Marriage is an ancient institution that has survived the test of time. In fact, apocalyptic predictions on the growing divorce rates have always fallen flat with more and more couples choosing to get married.
But, it is surprising to see that, we end up making the same mistakes in our relationships. We never seem to learn from others. We have our hormones and millions of years of evolution to blame for this. Physical attraction continues to play a major role in the choice of our partner. However, the demands of a long-term relationship go above and beyond what your hormones might tell us!
If you really care for a long-term relationship, watch out for these three signs that invariably catch couples unaware. That’s not all. Try answering four simple questions to diagnose fundamental issues in your relationship-
1. Mismatched expectations
Most couples will make conscious effort to show only their best side at the start of a relationship. But, as the relationship gets older, real issues start tumbling out of the closet. Suddenly, the spark of the relationship disappears! Things get complicated and difficult than before. The culprit, in this case, is mismatched expectations.
Here are simple questions that will help you recognize mismatched expectations:
- What is your primary expectation from your partner?
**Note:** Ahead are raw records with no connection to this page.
PR #508, opened 2023-08-30
Limit initial search to exact language, bookshelf, or title (BL-11565)

StephenMcConnel:
This change is [Reviewable](https://reviewable.io/reviews/BloomBooks/BloomLibrary2/508)


hatton (changes requested):
> *[Reviewable](https://reviewable.io/reviews/BloomBooks/BloomLibrary2/508)* status: 0 of 9 files reviewed, 2 unresolved discussions (waiting on @StephenMcConnel)

___
*[`src/components/SearchBox.tsx` line 81 at r1](https://reviewable.io/reviews/BloomBooks/BloomLibrary2/508#-NfNEWA4EJOkNTsXhyOV:-NfNEWA4EJOkNTsXhyOW:b-kktxq6) ([raw file](https://github.com/BloomBooks/BloomLibrary2/blob/4bda9d7042f94af894080b91e2df9e25c08d44aa/src/components/SearchBox.tsx#L81)):*
> ```XML
>         initialSearchString = "";
>     }
>     if (
> ```

Can you add a comment explaining why we're removing the `title:` facet in this situation? I gather that this is because it's shallow and we're going to add it back. But it's not clear why we don't do the stripping at *that* point, i.e., just make sure we are keeping the search string rational instead of having `title:title:my house`.
___
*[`src/components/SearchBox.tsx` line 222 at r1](https://reviewable.io/reviews/BloomBooks/BloomLibrary2/508#-NfNFqv61FPvGjgkmRYv:-NfNFqv61FPvGjgkmRYw:b-fw7s0q) ([raw file](https://github.com/BloomBooks/BloomLibrary2/blob/4bda9d7042f94af894080b91e2df9e25c08d44aa/src/components/SearchBox.tsx#L222)):*
> ```XML
>             newUrl =
>                 prefix +
>                 '/:search:title%3A"' +
> ```

I confess I don't understand what `tryBookShelfSearch()` is, but looking at the YT card, what I would have thought was needed was here, with a normal (here called "shallow") search, we would say that we only search for exact titles, language names, and bookshelves.

StephenMcConnel (commented):
I've tried to simplify things a bit, and made the naming of SearchMode variables and methods more consistent.

> *[Reviewable](https://reviewable.io/reviews/BloomBooks/BloomLibrary2/508#-:-NflUYLO-xMANAdKa6h-:b-wfayov)* status: 0 of 9 files reviewed, 2 unresolved discussions (waiting on @hatton)

___
*[`src/components/SearchBox.tsx` line 81 at r1](https://reviewable.io/reviews/BloomBooks/BloomLibrary2/508#-NfNEWA4EJOkNTsXhyOV:-NflRv1OAAbBrrsQz4OK:b-ei3ta0) ([raw file](https://github.com/BloomBooks/BloomLibrary2/blob/4bda9d7042f94af894080b91e2df9e25c08d44aa/src/components/SearchBox.tsx#L81)):*

Can you add a comment explaining why we're removing the `title:` facet in this situation? I gather that this is because it's shallow and we're going to add it back. But it's not clear why we don't do the stripping at *that* point, i.e., just make sure we are keeping the search string rational instead of having `title:title:my house`.
</blockquote></details>

I've removed this code.  Trying a shallow search (which defaults to exact matching substring in title) now results in title:"substring of title" being displayed in the search box, while the comment below shows "string match to "substring of title" without the leading facet name.
___
*[`src/components/SearchBox.tsx` line 222 at r1](https://reviewable.io/reviews/BloomBooks/BloomLibrary2/508#-NfNFqv61FPvGjgkmRYv:-NflSPk_DWpMorE57PjH:b-2rht79) ([raw file](https://github.com/BloomBooks/BloomLibrary2/blob/4bda9d7042f94af894080b91e2df9e25c08d44aa/src/components/SearchBox.tsx#L222)):*

I confess I don't understand what `tryBookShelfSearch()` is, but looking at the YT card, what I would have thought was needed was here, with a normal (here called "shallow") search, we would say that we only search for exact titles, language names, and bookshelves.
</blockquote></details>

Exact matching on language name and (initial exact matching on) bookshelf names has already take place at this point of the HandleSearch method.  If either of these matched, then the resulting display doesn't make use of the StyleMode value.
tryBookShelfSearch() checks for any bookshelves whose names begin with the search string, assuming the search string is at least 3 characters long.

StephenMcConnel (commented):
> *[Reviewable](https://reviewable.io/reviews/BloomBooks/BloomLibrary2/508)* status: 0 of 10 files reviewed, 2 unresolved discussions (waiting on @hatton)

___
*[`src/components/SearchBox.tsx` line 81 at r1](https://reviewable.io/reviews/BloomBooks/BloomLibrary2/508#-NfNEWA4EJOkNTsXhyOV:-Nfm3vpe7iLAdA4G7OTt:b-2s5reu) ([raw file](https://github.com/BloomBooks/BloomLibrary2/blob/4bda9d7042f94af894080b91e2df9e25c08d44aa/src/components/SearchBox.tsx#L81)):*

I've removed this code.  Trying a shallow search (which defaults to exact matching substring in title) now results in title:"substring of title" being displayed in the search box, while the comment below shows "string match to "substring of title" without the leading facet name.
</blockquote></details>

Looking at the images in BL-11565, it appears that I was right to strip the title: prefix for showing the search string in shallow mode, and to add the deeper: prefix for deeper mode.  But I've changed the code for doing this, moving it closer to the actual return point which uses the modified strings, and added comments to explain what is going on.
___
*[`src/components/SearchBox.tsx` line 222 at r1](https://reviewable.io/reviews/BloomBooks/BloomLibrary2/508#-NfNFqv61FPvGjgkmRYv:-Nfm4Ol50bX9Xmq9NAjQ:b-2g5nu1) ([raw file](https://github.com/BloomBooks/BloomLibrary2/blob/4bda9d7042f94af894080b91e2df9e25c08d44aa/src/components/SearchBox.tsx#L222)):*

Exact matching on language name and (initial exact matching on) bookshelf names has already take place at this point of the HandleSearch method.  If either of these matched, then the resulting display doesn't make use of the StyleMode value.
tryBookShelfSearch() checks for any bookshelves whose names begin with the search string, assuming the search string is at least 3 characters long.
</blockquote></details>

The `trySpecialSearch` method which has always included the language name search occurs early in the handleSearch method.  I added the `tryBookShelfSearch` method to follow that method to search for matching bookshelf names.  Bookshelf names are currently derived from the bookshelf: tags in the parse tag database.  (I don't know anywhere else to get them, and the names in these tags map directly into the desired urls.)  If neither of these methods yield any results, then the code will look for books using .../:search:title:"<string typed by user>" for the url.
I suppose we could revise the code to check for book titles first, but that would add another parse query to the code, so I left it checking book titles last after failing matches for language name (and other special cases) and beginning of bookshelf name.  (It would be simple to change to matching the entire bookshelf name, but that could be difficult for users.  Bookshelves have names like "NTanna-Year1-DecodableBooks-Print" or "Enabling Writers Workshops/Philippines_University of San Jose-Recoletos College of Education".

andrew-polk (changes requested):
Sorry; I know this kinda started out as a "how cheaply can we..." and some of my review comments have you look at rearchitecting at least the new stuff.
Happy to discuss if anything feels like more than it is worth.

> Reviewed 2 of 9 files at r1, 9 of 9 files at r2, all commit messages.
> *[Reviewable](https://reviewable.io/reviews/BloomBooks/BloomLibrary2/508#-:-Ng-q9RT753b99n3RR1w:b-rhculn)* status: all files reviewed, 5 unresolved discussions (waiting on @hatton and @StephenMcConnel)

___
*[`src/components/Breadcrumbs.tsx` line 23 at r2](https://reviewable.io/reviews/BloomBooks/BloomLibrary2/508#-Ng-lwil7f4NLsNhOvel:-Ng-lwil7f4NLsNhOvem:bcx3ea) ([raw file](https://github.com/BloomBooks/BloomLibrary2/blob/3178f7a69b43709c1505d4f07876954ffc2ebd48/src/components/Breadcrumbs.tsx#L23)):*
> ```XML
> export const Breadcrumbs: React.FunctionComponent<{
>     className?: string;
>     searchResultMode?: SearchMode;
> ```

It would be great to not have to pass this around any more than we have to...
(And even better if we can get rid of it!)

Is it feasible to not pass this in but just evaluate the `labelParts` for `search` vs `search:deeper`? (We could even make it `search-deeper` if that simplifies things.)

But one thing maybe I don't understand is why there is a third case currently. There is a shallow, deeper, and default. Is there really still a default case?


If we do need to have a search mode available here, should we look into the feasibility of using a SearchContext instead of passing it around?
___
*[`src/components/SearchBox.tsx` line 58 at r2](https://reviewable.io/reviews/BloomBooks/BloomLibrary2/508#-Ng0-1cF0mRjAGefgPf6:-Ng0-1cF0mRjAGefgPf7:bty5ix8) ([raw file](https://github.com/BloomBooks/BloomLibrary2/blob/3178f7a69b43709c1505d4f07876954ffc2ebd48/src/components/SearchBox.tsx#L58)):*
> ```XML
>     cssExtra?: string;
>     setSearchResultMode: (searchResultMode: SearchMode) => void;
>     initialSearchMode?: SearchMode;
> ```

I'm sure there's just more complexity than I'm understanding, but I'm having a hard time seeing why we need a SearchMode at all.
If I understand, the main (only?) things which use it are 
1. Breadcrumbs 
    - See other comment there.
2. To display the deeper button or not.
    - I think that can be based on the url if needed?

I don't see that we use `Special`, `Faceted`, or `Empty`.
___
*[`src/model/RouterContent.tsx` line 80 at r2](https://reviewable.io/reviews/BloomBooks/BloomLibrary2/508#-Ng-pXr354rky5cfI-mG:-Ng-pXr354rky5cfI-mH:bskcn5) ([raw file](https://github.com/BloomBooks/BloomLibrary2/blob/3178f7a69b43709c1505d4f07876954ffc2ebd48/src/model/RouterContent.tsx#L80)):*
> ```XML
>                 <Routes searchResultMode={searchResultMode} />
>                 {searchResultMode === SearchMode.Shallow && (
>                     <Button
> ```

It feels odd to have a button in a RouterContext.
At the least, it seems like it should be a component so the UI "stuff" is elsewhere.

But also, how far can we push this down? Seems like at least into Routes? Maybe even all the way to CollectionWrapper?

StephenMcConnel (commented):
> *[Reviewable](https://reviewable.io/reviews/BloomBooks/BloomLibrary2/508)* status: all files reviewed, 5 unresolved discussions (waiting on @andrew-polk and @hatton)

___
*[`src/components/Breadcrumbs.tsx` line 23 at r2](https://reviewable.io/reviews/BloomBooks/BloomLibrary2/508#-Ng-lwil7f4NLsNhOvel:-Ng07498-2nu9MY3IKQ3:bpws9fk) ([raw file](https://github.com/BloomBooks/BloomLibrary2/blob/3178f7a69b43709c1505d4f07876954ffc2ebd48/src/components/Breadcrumbs.tsx#L23)):*

It would be great to not have to pass this around any more than we have to...
(And even better if we can get rid of it!)

Is it feasible to not pass this in but just evaluate the `labelParts` for `search` vs `search:deeper`? (We could even make it `search-deeper` if that simplifies things.)

But one thing maybe I don't understand is why there is a third case currently. There is a shallow, deeper, and default. Is there really still a default case?


If we do need to have a search mode available here, should we look into the feasibility of using a SearchContext instead of passing it around?
</blockquote></details>

A faceted search can still pass through here. (for example, country:Malawi), so a 3-way split is needed here.  But the shallow search should be the default case, since the other cases can be determined from the search string.
___
*[`src/components/SearchBox.tsx` line 81 at r1](https://reviewable.io/reviews/BloomBooks/BloomLibrary2/508#-NfNEWA4EJOkNTsXhyOV:-Ng0zxUvCT6-3W8D-fcs:b9dz73u) ([raw file](https://github.com/BloomBooks/BloomLibrary2/blob/4bda9d7042f94af894080b91e2df9e25c08d44aa/src/components/SearchBox.tsx#L81)):*

Looking at the images in BL-11565, it appears that I was right to strip the title: prefix for showing the search string in shallow mode, and to add the deeper: prefix for deeper mode.  But I've changed the code for doing this, moving it closer to the actual return point which uses the modified strings, and added comments to explain what is going on.
</blockquote></details>

(The preceding comment is obsolete.)
___
*[`src/components/SearchBox.tsx` line 222 at r1](https://reviewable.io/reviews/BloomBooks/BloomLibrary2/508#-NfNFqv61FPvGjgkmRYv:-Ng1-0mb-fDmXoMy8sve:bxnsihg) ([raw file](https://github.com/BloomBooks/BloomLibrary2/blob/4bda9d7042f94af894080b91e2df9e25c08d44aa/src/components/SearchBox.tsx#L222)):*

The `trySpecialSearch` method which has always included the language name search occurs early in the handleSearch method.  I added the `tryBookShelfSearch` method to follow that method to search for matching bookshelf names.  Bookshelf names are currently derived from the bookshelf: tags in the parse tag database.  (I don't know anywhere else to get them, and the names in these tags map directly into the desired urls.)  If neither of these methods yield any results, then the code will look for books using .../:search:title:"<string typed by user>" for the url.
I suppose we could revise the code to check for book titles first, but that would add another parse query to the code, so I left it checking book titles last after failing matches for language name (and other special cases) and beginning of bookshelf name.  (It would be simple to change to matching the entire bookshelf name, but that could be difficult for users.  Bookshelves have names like "NTanna-Year1-DecodableBooks-Print" or "Enabling Writers Workshops/Philippines_University of San Jose-Recoletos College of Education".
</blockquote></details>

(The preceding comment is obsolete.  We're no longer trying to handle searching for collections in this issue.)
___
*[`src/components/SearchBox.tsx` line 58 at r2](https://reviewable.io/reviews/BloomBooks/BloomLibrary2/508#-Ng0-1cF0mRjAGefgPf6:-Ng0g8iCCuCc30nFEwN7:bpbddmb) ([raw file](https://github.com/BloomBooks/BloomLibrary2/blob/3178f7a69b43709c1505d4f07876954ffc2ebd48/src/components/SearchBox.tsx#L58)):*

I'm sure there's just more complexity than I'm understanding, but I'm having a hard time seeing why we need a SearchMode at all.
If I understand, the main (only?) things which use it are 
1. Breadcrumbs 
    - See other comment there.
2. To display the deeper button or not.
    - I think that can be based on the url if needed?

I don't see that we use `Special`, `Faceted`, or `Empty`.
</blockquote></details>

I've eliminated SearchMode and all of the props passing.  I decided that parsing the location.pathname suffices in each place where we need to know what type of search is happening.
___
*[`src/model/RouterContent.tsx` line 80 at r2](https://reviewable.io/reviews/BloomBooks/BloomLibrary2/508#-Ng-pXr354rky5cfI-mG:-Ng0gbl22lU4s9eaEe3u:bdratsa) ([raw file](https://github.com/BloomBooks/BloomLibrary2/blob/3178f7a69b43709c1505d4f07876954ffc2ebd48/src/model/RouterContent.tsx#L80)):*

It feels odd to have a button in a RouterContext.
At the least, it seems like it should be a component so the UI "stuff" is elsewhere.

But also, how far can we push this down? Seems like at least into Routes? Maybe even all the way to CollectionWrapper?
</blockquote></details>

I created a SearchDeeper component, which contains all the logic needed thanks to useLocation and useHistory.
How about moving the use of this new component all the way to CollectionSubsetPage?  I think that's where it makes most sense, and it seems to work well there.

andrew-polk (approved):
> Reviewed 9 of 9 files at r3, all commit messages.
> *[Reviewable](https://reviewable.io/reviews/BloomBooks/BloomLibrary2/508)* status: all files reviewed, 2 unresolved discussions (waiting on @hatton)

___
*[`src/components/Breadcrumbs.tsx` line 23 at r2](https://reviewable.io/reviews/BloomBooks/BloomLibrary2/508#-Ng-lwil7f4NLsNhOvel:-Ng5mNhN-Cv6_PEOA1c4:b-mnr3k8) ([raw file](https://github.com/BloomBooks/BloomLibrary2/blob/3178f7a69b43709c1505d4f07876954ffc2ebd48/src/components/Breadcrumbs.tsx#L23)):*

A faceted search can still pass through here. (for example, country:Malawi), so a 3-way split is needed here.  But the shallow search should be the default case, since the other cases can be determined from the search string.
</blockquote></details>

Cool. Thanks!
___
*[`src/components/SearchBox.tsx` line 58 at r2](https://reviewable.io/reviews/BloomBooks/BloomLibrary2/508#-Ng0-1cF0mRjAGefgPf6:-Ng5n7dVDjOWnAADD_pP:btojbfd) ([raw file](https://github.com/BloomBooks/BloomLibrary2/blob/3178f7a69b43709c1505d4f07876954ffc2ebd48/src/components/SearchBox.tsx#L58)):*

I've eliminated SearchMode and all of the props passing.  I decided that parsing the location.pathname suffices in each place where we need to know what type of search is happening.
</blockquote></details>

Great!
___
*[`src/model/RouterContent.tsx` line 80 at r2](https://reviewable.io/reviews/BloomBooks/BloomLibrary2/508#-Ng-pXr354rky5cfI-mG:-Ng5n1E84wQ6JoBukdqh:btojbfd) ([raw file](https://github.com/BloomBooks/BloomLibrary2/blob/3178f7a69b43709c1505d4f07876954ffc2ebd48/src/model/RouterContent.tsx#L80)):*

I created a SearchDeeper component, which contains all the logic needed thanks to useLocation and useHistory.
How about moving the use of this new component all the way to CollectionSubsetPage?  I think that's where it makes most sense, and it seems to work well there.
</blockquote></details>

Great!

andrew-polk (approved):
> Dismissed @hatton from 2 discussions.
> *[Reviewable](https://reviewable.io/reviews/BloomBooks/BloomLibrary2/508)* status: all files reviewed, 2 unresolved discussions (waiting on @andrew-polk and @hatton)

- What efforts does your partner make to meet your primary expectation?
- In the last one week, how many times did you say no to your partner for anything?
- In the last four weeks, how many times did you reach out to someone else for something your partner should have done?
If your partner is struggling to meet your primary expectations and you have a long list of things to say for questions 3 and 4, you may have to watch out.
2. Being self-centered
Some of us see a relationship as a stepping stone to fulfilling something that’s close to our heart. This isn’t necessarily a bad thing. But, exploiting the relationship for your personal need and disregarding your partner’s aspirations is toxic.
Ask yourself these questions to find out if one of you is controlling and manipulative:
- What were the instances when you put your partner’s need ahead of you?
- Do you have to stick to a specific routine or seek permission from your partner to do things you want?
- Have you ever felt your partner has sabotaged your aspirations?
- Did you ever feel jealous of your partner’s success?
3. Holding grudges
Couples break up for several reasons. Cheating, lack of communication, constant arguments, lack of intimacy are some of the reasons. However, most of these reasons are just manifestation of deeply held grudges that trigger destructive behavior. You might become the roadkill as grudges are often misdirected.
Ask yourself these questions to find out if you are in a relationship with unresolved grudges.
- Do you or your partner see the world in black and white? In other words, someone is either right or wrong?
- Do you or your partner have childhood issues that remain unresolved (such as molestation or abandonment)?
- In the last four weeks, how often have you or your partner sincerely apologized for any wrongdoing?
- In the last four weeks, how many times did you or your partner find fault over things that the other party felt was exaggerated?
Do make a conscious effort to recognize these warning signs. After all, understanding why you have issues in your relationship is the first step in mending it.